### How to complete this task
If a line below includes the string "hard", copy it.

─── Records for the exercise

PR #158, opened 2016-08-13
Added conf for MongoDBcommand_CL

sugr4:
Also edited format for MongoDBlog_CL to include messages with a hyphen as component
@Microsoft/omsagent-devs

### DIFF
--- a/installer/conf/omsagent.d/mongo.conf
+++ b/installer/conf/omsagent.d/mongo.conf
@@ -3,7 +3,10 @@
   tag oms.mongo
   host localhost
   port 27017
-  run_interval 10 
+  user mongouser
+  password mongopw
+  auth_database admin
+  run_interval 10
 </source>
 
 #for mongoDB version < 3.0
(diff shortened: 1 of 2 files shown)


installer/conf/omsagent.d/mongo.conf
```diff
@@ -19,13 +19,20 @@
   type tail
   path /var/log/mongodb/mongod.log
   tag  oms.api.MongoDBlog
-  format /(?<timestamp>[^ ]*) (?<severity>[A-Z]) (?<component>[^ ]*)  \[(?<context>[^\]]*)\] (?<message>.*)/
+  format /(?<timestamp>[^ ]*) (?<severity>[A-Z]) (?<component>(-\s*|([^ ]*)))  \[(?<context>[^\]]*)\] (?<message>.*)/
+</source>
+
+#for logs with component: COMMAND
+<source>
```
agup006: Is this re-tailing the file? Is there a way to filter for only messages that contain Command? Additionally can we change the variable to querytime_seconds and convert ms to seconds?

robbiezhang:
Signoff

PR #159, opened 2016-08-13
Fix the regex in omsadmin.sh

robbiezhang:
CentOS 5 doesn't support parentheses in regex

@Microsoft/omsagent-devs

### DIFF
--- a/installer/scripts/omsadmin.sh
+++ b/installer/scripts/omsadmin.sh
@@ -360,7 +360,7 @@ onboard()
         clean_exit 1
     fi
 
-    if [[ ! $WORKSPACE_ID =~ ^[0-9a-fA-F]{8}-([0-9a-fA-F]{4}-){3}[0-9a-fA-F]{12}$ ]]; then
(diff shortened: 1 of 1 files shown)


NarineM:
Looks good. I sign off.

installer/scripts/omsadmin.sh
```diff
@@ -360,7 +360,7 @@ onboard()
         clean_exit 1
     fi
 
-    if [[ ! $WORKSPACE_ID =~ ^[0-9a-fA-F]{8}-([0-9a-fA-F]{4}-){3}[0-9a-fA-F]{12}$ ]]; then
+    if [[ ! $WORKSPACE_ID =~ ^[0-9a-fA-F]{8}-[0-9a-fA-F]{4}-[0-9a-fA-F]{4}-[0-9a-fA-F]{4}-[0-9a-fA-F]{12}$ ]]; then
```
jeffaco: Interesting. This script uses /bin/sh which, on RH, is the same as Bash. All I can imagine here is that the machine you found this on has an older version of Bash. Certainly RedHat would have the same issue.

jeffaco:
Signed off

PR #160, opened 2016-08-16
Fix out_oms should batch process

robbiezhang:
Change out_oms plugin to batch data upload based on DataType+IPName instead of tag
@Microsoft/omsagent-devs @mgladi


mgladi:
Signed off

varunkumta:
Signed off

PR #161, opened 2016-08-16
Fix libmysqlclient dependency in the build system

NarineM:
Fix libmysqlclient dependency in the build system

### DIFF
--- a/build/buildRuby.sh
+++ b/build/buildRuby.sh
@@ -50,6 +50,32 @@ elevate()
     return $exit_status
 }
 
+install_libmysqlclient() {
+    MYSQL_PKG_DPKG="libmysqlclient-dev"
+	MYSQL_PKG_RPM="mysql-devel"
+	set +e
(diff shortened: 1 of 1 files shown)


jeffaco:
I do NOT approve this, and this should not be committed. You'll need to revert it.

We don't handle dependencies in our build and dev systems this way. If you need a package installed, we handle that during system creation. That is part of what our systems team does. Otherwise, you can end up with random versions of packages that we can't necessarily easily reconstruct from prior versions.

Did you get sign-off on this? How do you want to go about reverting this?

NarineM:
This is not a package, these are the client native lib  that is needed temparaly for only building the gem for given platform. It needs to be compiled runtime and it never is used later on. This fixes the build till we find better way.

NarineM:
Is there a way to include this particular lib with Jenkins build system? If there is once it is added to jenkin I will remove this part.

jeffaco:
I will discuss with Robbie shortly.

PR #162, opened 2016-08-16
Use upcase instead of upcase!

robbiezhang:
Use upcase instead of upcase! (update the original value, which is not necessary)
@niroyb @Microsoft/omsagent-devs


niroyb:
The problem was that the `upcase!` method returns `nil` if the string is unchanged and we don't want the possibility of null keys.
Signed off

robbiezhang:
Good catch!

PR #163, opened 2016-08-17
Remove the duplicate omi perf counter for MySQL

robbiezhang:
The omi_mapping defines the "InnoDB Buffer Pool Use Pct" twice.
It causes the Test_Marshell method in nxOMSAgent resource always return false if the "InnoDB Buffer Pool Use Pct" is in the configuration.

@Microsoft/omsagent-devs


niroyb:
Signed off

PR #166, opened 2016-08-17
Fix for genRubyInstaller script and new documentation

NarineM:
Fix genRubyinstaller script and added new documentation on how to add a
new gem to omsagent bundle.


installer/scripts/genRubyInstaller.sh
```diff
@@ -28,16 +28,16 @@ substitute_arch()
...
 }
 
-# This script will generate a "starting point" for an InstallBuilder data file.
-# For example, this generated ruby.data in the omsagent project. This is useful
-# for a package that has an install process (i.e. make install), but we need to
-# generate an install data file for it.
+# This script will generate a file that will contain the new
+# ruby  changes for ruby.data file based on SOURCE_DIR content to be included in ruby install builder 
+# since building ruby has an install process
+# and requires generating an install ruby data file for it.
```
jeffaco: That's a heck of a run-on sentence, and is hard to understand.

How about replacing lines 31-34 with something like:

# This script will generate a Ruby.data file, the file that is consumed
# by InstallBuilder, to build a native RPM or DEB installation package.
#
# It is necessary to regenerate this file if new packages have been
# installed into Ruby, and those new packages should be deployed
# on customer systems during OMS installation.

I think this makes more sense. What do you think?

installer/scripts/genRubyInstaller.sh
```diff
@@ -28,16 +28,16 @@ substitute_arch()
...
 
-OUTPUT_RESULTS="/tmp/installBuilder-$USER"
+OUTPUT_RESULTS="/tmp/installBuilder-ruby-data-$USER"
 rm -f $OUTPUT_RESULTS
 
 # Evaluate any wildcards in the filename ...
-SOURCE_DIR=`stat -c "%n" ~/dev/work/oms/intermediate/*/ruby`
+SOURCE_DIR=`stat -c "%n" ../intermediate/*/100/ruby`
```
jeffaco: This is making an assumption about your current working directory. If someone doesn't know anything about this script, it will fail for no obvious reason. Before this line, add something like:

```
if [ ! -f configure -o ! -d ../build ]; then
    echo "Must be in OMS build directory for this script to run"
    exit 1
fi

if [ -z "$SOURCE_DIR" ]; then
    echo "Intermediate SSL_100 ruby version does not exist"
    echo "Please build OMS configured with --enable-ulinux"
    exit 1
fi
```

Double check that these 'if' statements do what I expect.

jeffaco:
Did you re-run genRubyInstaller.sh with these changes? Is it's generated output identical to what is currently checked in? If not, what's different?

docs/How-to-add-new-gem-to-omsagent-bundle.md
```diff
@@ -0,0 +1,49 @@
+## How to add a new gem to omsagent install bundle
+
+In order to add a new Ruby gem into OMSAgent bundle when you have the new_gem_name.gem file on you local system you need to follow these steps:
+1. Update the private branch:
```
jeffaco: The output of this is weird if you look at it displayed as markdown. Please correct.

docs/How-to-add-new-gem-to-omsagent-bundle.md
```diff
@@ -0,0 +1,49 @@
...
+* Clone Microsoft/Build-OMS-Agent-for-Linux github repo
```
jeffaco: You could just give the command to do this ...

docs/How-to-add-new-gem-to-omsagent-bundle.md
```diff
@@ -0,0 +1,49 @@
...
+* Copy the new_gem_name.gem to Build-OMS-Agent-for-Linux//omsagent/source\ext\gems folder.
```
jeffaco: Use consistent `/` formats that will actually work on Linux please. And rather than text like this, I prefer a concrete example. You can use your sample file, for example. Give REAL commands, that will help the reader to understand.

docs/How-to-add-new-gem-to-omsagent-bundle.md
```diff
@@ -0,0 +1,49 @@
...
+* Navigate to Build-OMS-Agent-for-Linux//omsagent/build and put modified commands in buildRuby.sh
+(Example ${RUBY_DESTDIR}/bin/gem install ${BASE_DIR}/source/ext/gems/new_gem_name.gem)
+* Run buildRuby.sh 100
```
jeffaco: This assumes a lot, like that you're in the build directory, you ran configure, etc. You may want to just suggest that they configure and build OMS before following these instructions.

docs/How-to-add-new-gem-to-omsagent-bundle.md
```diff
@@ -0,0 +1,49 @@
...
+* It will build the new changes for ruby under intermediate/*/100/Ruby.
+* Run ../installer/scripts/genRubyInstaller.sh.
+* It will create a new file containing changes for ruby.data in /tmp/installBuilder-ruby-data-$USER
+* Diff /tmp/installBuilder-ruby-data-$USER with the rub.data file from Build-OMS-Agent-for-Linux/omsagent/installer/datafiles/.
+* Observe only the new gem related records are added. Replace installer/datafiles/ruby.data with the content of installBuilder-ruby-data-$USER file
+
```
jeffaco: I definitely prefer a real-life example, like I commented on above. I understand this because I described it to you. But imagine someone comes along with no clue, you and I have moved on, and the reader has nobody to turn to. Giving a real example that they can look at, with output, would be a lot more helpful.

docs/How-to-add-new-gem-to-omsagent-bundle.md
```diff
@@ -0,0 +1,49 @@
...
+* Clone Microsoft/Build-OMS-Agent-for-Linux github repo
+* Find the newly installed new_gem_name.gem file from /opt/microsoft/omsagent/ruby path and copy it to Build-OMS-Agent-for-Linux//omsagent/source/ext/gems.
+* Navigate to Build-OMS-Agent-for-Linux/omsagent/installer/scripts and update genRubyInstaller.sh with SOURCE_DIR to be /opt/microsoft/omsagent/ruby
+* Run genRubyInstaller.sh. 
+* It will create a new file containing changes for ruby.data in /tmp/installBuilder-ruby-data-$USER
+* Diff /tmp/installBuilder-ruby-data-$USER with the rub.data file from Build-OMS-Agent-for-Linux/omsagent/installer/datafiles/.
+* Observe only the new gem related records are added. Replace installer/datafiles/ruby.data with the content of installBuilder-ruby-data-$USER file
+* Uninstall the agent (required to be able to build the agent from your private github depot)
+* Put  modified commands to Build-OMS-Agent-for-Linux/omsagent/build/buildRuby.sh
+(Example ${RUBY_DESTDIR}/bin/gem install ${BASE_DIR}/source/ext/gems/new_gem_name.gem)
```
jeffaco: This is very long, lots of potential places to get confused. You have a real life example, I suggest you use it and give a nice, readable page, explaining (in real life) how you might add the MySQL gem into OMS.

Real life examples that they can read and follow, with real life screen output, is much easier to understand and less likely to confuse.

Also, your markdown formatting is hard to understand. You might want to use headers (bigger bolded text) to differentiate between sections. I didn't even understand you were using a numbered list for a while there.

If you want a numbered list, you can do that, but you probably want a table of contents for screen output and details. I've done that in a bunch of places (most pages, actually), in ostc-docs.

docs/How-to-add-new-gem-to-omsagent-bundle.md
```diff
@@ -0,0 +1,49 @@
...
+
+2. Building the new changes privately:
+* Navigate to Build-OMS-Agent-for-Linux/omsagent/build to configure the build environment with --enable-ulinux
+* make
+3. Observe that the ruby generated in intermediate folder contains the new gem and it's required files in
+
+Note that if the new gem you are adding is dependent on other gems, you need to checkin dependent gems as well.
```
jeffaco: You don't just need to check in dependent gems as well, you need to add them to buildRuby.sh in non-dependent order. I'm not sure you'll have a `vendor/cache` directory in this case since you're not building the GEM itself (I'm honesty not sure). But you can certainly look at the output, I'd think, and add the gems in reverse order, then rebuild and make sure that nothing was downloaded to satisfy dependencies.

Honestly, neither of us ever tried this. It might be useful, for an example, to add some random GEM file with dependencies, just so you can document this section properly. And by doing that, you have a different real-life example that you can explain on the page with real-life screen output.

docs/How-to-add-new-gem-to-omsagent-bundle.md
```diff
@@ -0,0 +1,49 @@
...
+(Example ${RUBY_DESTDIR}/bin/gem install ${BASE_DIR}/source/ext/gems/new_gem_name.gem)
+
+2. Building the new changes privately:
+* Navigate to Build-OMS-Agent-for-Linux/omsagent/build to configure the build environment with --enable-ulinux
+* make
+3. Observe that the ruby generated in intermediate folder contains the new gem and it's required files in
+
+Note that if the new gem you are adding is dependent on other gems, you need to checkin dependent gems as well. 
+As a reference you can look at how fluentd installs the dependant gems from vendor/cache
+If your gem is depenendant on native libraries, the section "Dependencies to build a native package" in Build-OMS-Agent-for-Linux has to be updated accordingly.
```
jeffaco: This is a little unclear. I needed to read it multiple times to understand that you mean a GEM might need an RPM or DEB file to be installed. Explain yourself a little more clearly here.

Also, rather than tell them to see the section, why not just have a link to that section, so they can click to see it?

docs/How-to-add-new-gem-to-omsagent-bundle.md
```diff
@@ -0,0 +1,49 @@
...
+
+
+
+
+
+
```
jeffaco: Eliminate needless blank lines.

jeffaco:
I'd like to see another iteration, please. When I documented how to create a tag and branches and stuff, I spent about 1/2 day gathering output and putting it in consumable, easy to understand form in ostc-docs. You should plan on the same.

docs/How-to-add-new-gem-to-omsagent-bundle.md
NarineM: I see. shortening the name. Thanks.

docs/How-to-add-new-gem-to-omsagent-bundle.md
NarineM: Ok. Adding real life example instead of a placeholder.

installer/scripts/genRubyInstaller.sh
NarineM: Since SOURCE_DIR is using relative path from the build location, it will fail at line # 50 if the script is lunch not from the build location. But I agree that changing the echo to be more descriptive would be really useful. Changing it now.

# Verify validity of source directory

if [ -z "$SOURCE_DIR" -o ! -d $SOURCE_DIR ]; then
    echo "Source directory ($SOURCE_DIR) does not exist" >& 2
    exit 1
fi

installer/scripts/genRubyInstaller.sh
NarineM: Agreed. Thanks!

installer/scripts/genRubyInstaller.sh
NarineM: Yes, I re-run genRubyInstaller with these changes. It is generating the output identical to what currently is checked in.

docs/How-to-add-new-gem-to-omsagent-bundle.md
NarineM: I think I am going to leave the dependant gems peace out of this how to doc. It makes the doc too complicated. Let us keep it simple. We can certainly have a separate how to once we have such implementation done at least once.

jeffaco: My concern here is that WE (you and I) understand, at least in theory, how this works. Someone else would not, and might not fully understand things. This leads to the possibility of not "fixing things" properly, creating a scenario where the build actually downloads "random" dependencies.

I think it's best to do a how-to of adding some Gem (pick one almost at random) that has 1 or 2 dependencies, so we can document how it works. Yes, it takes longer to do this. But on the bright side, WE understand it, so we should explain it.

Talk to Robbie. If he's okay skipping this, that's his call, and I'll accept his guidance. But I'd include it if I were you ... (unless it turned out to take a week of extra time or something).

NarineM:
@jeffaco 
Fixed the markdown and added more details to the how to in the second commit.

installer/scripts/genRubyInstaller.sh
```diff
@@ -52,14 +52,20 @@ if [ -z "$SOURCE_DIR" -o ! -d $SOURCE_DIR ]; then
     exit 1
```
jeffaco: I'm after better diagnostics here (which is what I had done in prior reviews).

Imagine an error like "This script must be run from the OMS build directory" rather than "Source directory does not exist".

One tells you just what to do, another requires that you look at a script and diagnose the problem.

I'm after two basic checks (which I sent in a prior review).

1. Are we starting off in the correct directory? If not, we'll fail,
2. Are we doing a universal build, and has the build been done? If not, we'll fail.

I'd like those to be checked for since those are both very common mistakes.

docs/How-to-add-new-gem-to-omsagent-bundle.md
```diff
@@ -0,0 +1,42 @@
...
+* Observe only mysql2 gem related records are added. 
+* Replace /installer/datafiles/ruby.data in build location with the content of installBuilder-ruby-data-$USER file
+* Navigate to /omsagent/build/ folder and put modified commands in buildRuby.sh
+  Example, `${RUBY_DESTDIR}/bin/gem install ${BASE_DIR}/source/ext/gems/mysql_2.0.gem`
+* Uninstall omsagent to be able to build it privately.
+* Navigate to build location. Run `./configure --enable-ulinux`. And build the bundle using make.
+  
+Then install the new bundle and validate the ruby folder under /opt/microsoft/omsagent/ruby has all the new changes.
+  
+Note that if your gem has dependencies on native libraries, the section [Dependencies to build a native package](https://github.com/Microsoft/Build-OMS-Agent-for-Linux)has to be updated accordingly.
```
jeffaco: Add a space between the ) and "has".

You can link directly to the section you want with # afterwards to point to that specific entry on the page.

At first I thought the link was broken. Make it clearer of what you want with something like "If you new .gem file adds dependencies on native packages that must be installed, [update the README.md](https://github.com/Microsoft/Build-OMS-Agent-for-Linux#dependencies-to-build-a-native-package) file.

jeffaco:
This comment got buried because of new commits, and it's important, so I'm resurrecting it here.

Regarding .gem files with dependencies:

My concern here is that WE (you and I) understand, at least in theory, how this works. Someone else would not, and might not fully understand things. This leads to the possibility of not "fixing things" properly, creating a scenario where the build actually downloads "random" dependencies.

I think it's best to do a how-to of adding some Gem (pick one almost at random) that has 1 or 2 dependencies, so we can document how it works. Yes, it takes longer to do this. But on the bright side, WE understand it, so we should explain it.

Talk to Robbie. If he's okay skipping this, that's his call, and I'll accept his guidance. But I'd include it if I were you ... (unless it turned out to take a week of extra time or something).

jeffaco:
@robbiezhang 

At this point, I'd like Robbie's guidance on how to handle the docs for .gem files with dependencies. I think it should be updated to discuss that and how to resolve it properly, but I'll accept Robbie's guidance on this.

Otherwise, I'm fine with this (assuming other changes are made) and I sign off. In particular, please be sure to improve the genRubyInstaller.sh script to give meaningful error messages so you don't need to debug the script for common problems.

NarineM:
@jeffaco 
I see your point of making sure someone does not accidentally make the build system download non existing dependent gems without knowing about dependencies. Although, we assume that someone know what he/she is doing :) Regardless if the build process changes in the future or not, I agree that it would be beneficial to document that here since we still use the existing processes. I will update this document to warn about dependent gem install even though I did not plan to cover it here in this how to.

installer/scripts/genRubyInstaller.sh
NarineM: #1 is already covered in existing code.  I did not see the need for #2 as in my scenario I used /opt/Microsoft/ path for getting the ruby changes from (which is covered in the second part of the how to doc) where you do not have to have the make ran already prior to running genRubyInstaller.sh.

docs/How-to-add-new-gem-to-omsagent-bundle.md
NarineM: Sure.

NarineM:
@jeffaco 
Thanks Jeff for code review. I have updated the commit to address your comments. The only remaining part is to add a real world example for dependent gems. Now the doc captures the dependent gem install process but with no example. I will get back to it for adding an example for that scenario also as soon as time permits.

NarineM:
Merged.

──────

### Result for this exercise
jeffaco: That's a heck of a run-on sentence, and is hard to understand.
Also, your markdown formatting is hard to understand. You might want to use headers (bigger bolded text) to differentiate between sections. I didn't even understand you were using a numbered list for a while there.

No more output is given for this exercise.